FIFTY-FOUR
Patrick
Icame up here to end it.
Driving home, Cari turned in her seat toward the door like she couldn’t wait to get out and away from me, I’d come to the conclusion that we weren’t going to work. I’ve changed, and so has she.
We’re together less than thirty-six hours, and we’re back to where we started. Angry and confused. Unable to say how we really feel. Ask for what we really want. It’s not good, for either of us.
So, yeah. I was going to end it.
I helped her out of the car. Unlocked her door and let her into the apartment. Grabbed a bottle of water because my mouth was so goddamned dry it felt like I’d been chewing on sand all night, and waited for her to catch up.
Then she told me to leave and started screaming at me about fuck this and fuck that. I dragged her to her old bedroom and then I almost fuck her to death because I can’t not touch her and the fact that she won’t tell me how she feels makes me feel insane. Like a total fucking pussy who can’t stop thinking and feeling and wanting things it’s becoming increasingly clear, I’m not supposed to have.
Turning my head, I see the shadowy outline of them, stacked in the corner. I told myself I was going to the charity opening to be supportive. After my spread in Bostonian came out, the event sold out in thirty minutes. I felt obligated to at least make an appearance—so obligated, I considered sending Conner in my place. It took less than three seconds to realize how bad that idea was.
So, I told myself I’d go. For Cari and for the charity. I’d drink a glass of flat champagne, eat a couple stuffed mushroom caps, pose for some pictures, write a donation check for a few thousand dollars and leave.
That was the plan.
Mingle. Pictures. Cut check. Leave.
At some point, I’m going to have to accept the fact that when it comes to Cari, there is no plan. At least not one I’m able to follow with any degree of success.
I wasn’t there five minutes before I found Miranda, standing in front of a painting of me eating a bowl of cereal, talking to a well-heeled couple about the artist’s motivations.
It was a total Twin Peaks moment. So surreal that for a moment, I forgot why I was there.
“I want them,” I blurt out, cutting into their conversation, Miranda looking at me like I’d lost my mind. “All of them.”
Miranda gave me a look that was part sympathy, part pity, and part annoyance. “Patrick, I was just telling Mr. and Mrs. Stegson about—”

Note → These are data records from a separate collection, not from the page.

PR #4982, opened 2026-08-02
Add startup-app.delay-fix.wh.cpp

Meteony:
## Changelog

Windows intentionally delays startup applications after sign-in to reduce
system load, which can cause apps to open minutes after startup.

Common fix (which the mod intends to emulate): 
Common Fix

This mod redirects Explorer's startup-serialization key to a dedicated,
volatile key where both `WaitforIdleState` and `StartupDelayInMSec` are zero.
It never creates, modifies, or deletes the user's real `Serialize` key.

The redirect key is in-memory only. The mod deletes it on a normal disable,
and Windows discards it when the user registry hive unloads at sign-out or
shutdown if Explorer exits unexpectedly.

Windows reads the startup-delay values when Explorer starts, so enabling or
disabling the mod takes effect after the next sign-in or Explorer restart.

This only affects the delay Explorer applies to startup-item processing. It
doesn't change delays configured by other systems, such as Task Scheduler.

## Mod authorship

This mod was created by:

- - [ ] Claude
- - [ ] ChatGPT
- - [ ] Gemini

### DIFF
--- a/mods/startup-app-delay-fix.wh.cpp
+++ b/mods/startup-app-delay-fix.wh.cpp
@@ -67,8 +67,6 @@ EXTERN_C NTSYSAPI NTSTATUS NTAPI NtQueryKey(
     HANDLE keyHandle, KEY_INFORMATION_CLASS keyInformationClass,
     PVOID keyInformation, ULONG length, PULONG resultLength);
 
-EXTERN_C NTSYSAPI NTSTATUS NTAPI RtlNtStatusFromDosError(ULONG dosError);
-
 using NtOpenKey_t = NTSTATUS(NTAPI*)(PHANDLE keyHandle,
                                      ACCESS_MASK desiredAccess,
                                      POBJECT_ATTRIBUTES objectAttributes);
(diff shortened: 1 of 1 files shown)


Meteoni:
Verified after a full reboot with the Serialize key absent. Explorer used NtOpenKeyEx; the mod substituted a read-only virtual handle and successfully returned WaitforIdleState=0 through KeyValuePartialInformation.

m417z:
I agree with functionality note 1. How about creating a regular, non-volatile key, if missing, and then remove it on unload only if it stays empty? I think that as a side effect, its better to have a leftover empty key than having actual data deleted.

It'd be even better to avoid both (e.g. hook key open and simulate success or redirect), but it'd a bit more complicated. If you'd like to try it, I think the easiest way is to create a dedicated volatile key Explorer doesn't use, and redirect `Serialize` opens to it. In fact, it might even be simpler because you don't need `GetKeyPath`, since you hook the key open, you can save the handle and check for it instead. Let me know what you think.

Meteoni:
> I agree with functionality note 1. How about creating a regular, non-volatile key, if missing, and then remove it on unload only if it stays empty? I think that as a side effect, its better to have a leftover empty key than having actual data deleted.
> 
> It'd be even better to avoid both (e.g. hook key open and simulate success or redirect), but it'd a bit more complicated. If you'd like to try it, I think the easiest way is to create a dedicated volatile key Explorer doesn't use, and redirect `Serialize` opens to it. In fact, it might even be simpler because you don't need `GetKeyPath`, since you hook the key open, you can save the handle and check for it instead. Let me know what you think.

You can be right. I'll look into it.

PR #4988, opened 2026-08-02
MacOS Minimize Animation v3.1.3: shrink modern genie canvas to fix AMD stutter

Abdullah-Masood-05:
## Summary

A user reported that the modern (Direct2D) genie is slow and choppy on AMD GPUs - on their RX 6900 XT and on a Vega 8 iGPU - while the same setup with a GTX 1080 ran it perfectly, and the classic style was smooth everywhere. The cause turned out to be the modern engine's render canvas: it was the full virtual desktop (every monitor combined), so every frame called `UpdateLayeredWindow` on a whole-screen layered window, which AMD drivers handle slowly.

The fix, which the same user tested and confirmed smooth on both AMD machines, is to shrink the modern canvas to the tight bounding box the classic engine already uses: the union of the window's monitor and the dock target's monitor, clamped to the window rect and dock X with a small margin. The genie mesh math only ever occupies the region between the window rect and the dock target, so the tighter canvas loses nothing visually.

Changes:
- Modern engine now computes its canvas from `MonitorFromRect` (window) and `data->hMon` (dock), clamped to both monitors, instead of `GetSystemMetrics(SM_*VIRTUALSCREEN)`.
- Version bumped to 3.1.3.

## Test plan
- [x] Modern style minimize/restore on AMD (6900 XT and Vega 8 iGPU reported fixed)
- [x] Modern style still smooth on NVIDIA (GTX 1080 reported fine before, must not regress)
- [x] Classic style unaffected (already used the tight canvas)
- [ ] Multi-monitor: window and dock on different monitors still animates correctly

### DIFF
--- a/mods/macos-minimize-animation.wh.cpp
+++ b/mods/macos-minimize-animation.wh.cpp
@@ -818,6 +818,15 @@ DWORD WINAPI MacGenieAnimThread(LPVOID lpParam) {
     if (boundTop    < boundMon.top)    boundTop    = boundMon.top;
     if (boundBottom > boundMon.bottom) boundBottom = boundMon.bottom;
 
+    // The monitor clamp is only there to stop the box growing beyond the screens
+    // involved - it must never clip the window itself or the dock target away.
+    if (boundLeft  > data->targetRect.left)   boundLeft  = data->targetRect.left;
+    if (boundRight < data->targetRect.right)  boundRight = data->targetRect.right;
+    if (boundTop   > data->targetRect.top)    boundTop   = data->targetRect.top;
+    if (boundBottom < data->targetRect.bottom) boundBottom = data->targetRect.bottom;
+    if (boundLeft  > dockXB - 16)             boundLeft  = dockXB - 16;   // iGeom is dockX ± 11
+    if (boundRight < dockXB + 16)             boundRight = dockXB + 16;
+
     int vLeft = boundLeft;
     int vTop = boundTop;
     int vWidth = boundRight - boundLeft;
--- a/mods/macos-minimize-animation.wh.cpp
+++ b/mods/macos-minimize-animation.wh.cpp
@@ -752,6 +752,58 @@ static void CalculateLampVertexMacOS(float tx, float ty, float p, const Geometry
     *outY = w.y + y + offsetY;
 }
 
+// Shared by both engines: union of the monitors involved (the window's own
+// monitor and the monitor the genie funnels to). With Multi-monitor support off
+// (the default) data->hMon is the primary monitor, so a window sitting on a
+// secondary display still needs its own monitor in the union or the canvas would
+// collapse onto the primary and clip the first half of the animation.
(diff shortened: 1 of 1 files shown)


Abdullah-Masood-05:
Thanks, both clipping cases are real. I applied the re-expansion after the monitor clamp in both engines' canvas logic:

```cpp
// The monitor clamp is only there to stop the box growing beyond the screens
// involved - it must never clip the window itself or the dock target away.
if (boundLeft  > data->targetRect.left)   boundLeft  = data->targetRect.left;
if (boundRight < data->targetRect.right)  boundRight = data->targetRect.right;
if (boundTop   > data->targetRect.top)    boundTop   = data->targetRect.top;
if (boundBottom < data->targetRect.bottom) boundBottom = data->targetRect.bottom;
if (boundLeft  > dockXB - 16)             boundLeft  = dockXB - 16;   // iGeom is dockX ± 11
if (boundRight < dockXB + 16)             boundRight = dockXB + 16;
```

I also added the `boundBottom` re-expansion (your snippet covered left/right/top, but a window straddling stacked monitors with the larger part on the lower one can push its bottom edge below `boundMon.bottom` too - same identity-frame clipping you described for the horizontal case).

Good catch on `targetDockX` not being keyed to `hMon` by the way - restoring the primary's taskbar button for a secondary-monitor window really does aim the funnel at a column the old box would have cut off.

Abdullah-Masood-05:
Thanks for the thorough review. Fixed all three in `a3a2452d` — I went with the exact sway bound rather than the mesh sampling, to keep the change small:

1. **Sway pad** — the horizontal pad is now the exact bound of the mesh's sway term in `CalculateLampVertexMacOS` (amplitude `max(|w.x-i.x|, |w.right-i.right|)/7`, proportional to the window-to-dock distance), so a narrow window far from the taskbar column no longer clips:

   ```cpp
   const float sway = fmaxf(fabsf((float)origLeftB - iLeftF),
                            fabsf((float)origLeftB + wB - iLeftF - iWidthF)) / 7.0f;
   int padX = (int)((wB / 2 > sway ? wB / 2 : sway) + 1);
   ```

2. **Box computed after `iGeom`** — the geometry (`wGeom`/`iGeom` incl. `iGeomTaskbarTop` via `FindTaskbarForMonitor`) is now set up before the canvas is derived, and the box spans the window/icon rects directly:

   ```cpp
   int boundTop    = (int)fminf(wGeom.y, iGeom.y);
   int boundBottom = (int)fmaxf(wGeom.y + wGeom.height, iGeom.y + iGeom.height);
   ```

   so a top/side taskbar is covered and no band below the taskbar top is wasted.

3. **Shared helper for the Classic engine** — the monitor union + clamp (with the window/dock re-expansion) moved into `GetGenieMonitorUnion()` / `ClampGenieCanvas()`, and the Classic thread now routes its bound through them instead of clamping to `data->hMon` only.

“One million dollars,” I said, causing the guy standing next to me to choke on his mushroom cap.
Miranda gave me a small smile while laying a hand on my arm. “Patrick, I—”
“I’m dead serious, Miranda,” I said, shrugging off her hand. “I’ll give you one million dollars for every single one of them.”
I know what this looks like. Like I’m making some sad, desperate bid to get Cari back but that’s not what this is. This is about me and the fact that whether she knew it or not, Cari wasn’t painting me. She was painting the way she feels about me. And no one gets to own a piece of that.
Of us.
“Will you excuse us for a moment,” Miranda said, flashing the couple a thin smile while hooking her arm through mine to drag me to her office.
As soon as she shuts the door behind us, she turns on me with a scowl. “Look, Patrick,” she says, her face softening a bit. “I understand how hard this must be for you, but—”
I pull out my wallet and flip my Amex black card onto her desk. “Call my office in the morning and make delivery arrangements with my assistant.”
That shut her up.
Remembering the look on Miranda’s face when the word APPROVED flashed across her credit card terminal makes me smile, but it fades quickly.
Buying those paintings didn’t change anything.
Turning my face toward the ceiling, I watch the night sky framed by the skylight. Cari sleeps beside me, her cheek pressed against my shoulder. Her breath on my neck. Hand on my chest. Legs tangled around mine.
Laying with her like this makes it easy to believe she meant what she said earlier. What I made her say. That she’s mine. That she belongs to me.
With me.
Which might be the biggest lie I’ve ever told myself.